PR #800, opened 2022-07-19
add page on student discount use case

afeld:
Closes https://calitp.teamwork.com/index.cfm#/tasks/26219542.

Screenshot of new students page

### DIFF
--- a/docs/.pages
+++ b/docs/.pages
@@ -1,5 +1,7 @@
 nav:
-  - Home: README.md
+  - Home:
+    - Overview: README.md
+    - Students: students.md
   - Getting started: getting-started
   - Development: development
   - Tests: tests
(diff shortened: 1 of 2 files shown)


thekaveman:
The Teamwork task seems to be deleted? Or I don't have permission to view it.

I'm not super keen on having this be a top-level page, for something that is planned/not part of the tech stack yet. What about reorganizing into a `use-cases/` directory, we could also fill out more current/planned use-cases as part of our growing roadmap.

afeld:
[You should now have Teamwork access.](https://cal-itp.slack.com/archives/C03E9VBEA8K/p1658257497493789?thread_ts=1658256469.952359&cid=C03E9VBEA8K)

>  What about reorganizing into a `use-cases/` directory

It's not immediately obvious to me how to do that without creating an empty Use Cases page, which I think would be confusing. This is such a low-traffic site… Would you mind if we leave it there for the moment, and set up a redirect later when we have other pages to group with it?

thekaveman:
> It's not immediately obvious to me how to do that without creating an empty Use Cases page, which I think would be confusing. This is such a low-traffic site… Would you mind if we leave it there for the moment, and set up a redirect later when we have other pages to group with it?

Sure, wrote up #809 to track

afeld:
Now live at https://docs.calitp.org/benefits/students/.

Issue #773, opened 2022-07-11
Fix App Service permission issue


afeld:
Split out from https://github.com/cal-itp/benefits/issues/686.

## To Reproduce

1. Check out the latest on the `dev` branch.
2. Make a change to one of the `azurerm_linux_web_app` or `azurerm_linux_web_app_slot` resources, e.g. `ftps_state = "Disabled"` to `"AllAllowed"`.
3. Run a `terraform apply`.
4. See error similar to:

• • • • •

→ **Work required**:
Search the listing for the word "calitp". Copy every line in which it occurs.

→ **Response area**:
Closes https://calitp.teamwork.com/index.cfm#/tasks/26219542.
Now live at https://docs.calitp.org/benefits/students/.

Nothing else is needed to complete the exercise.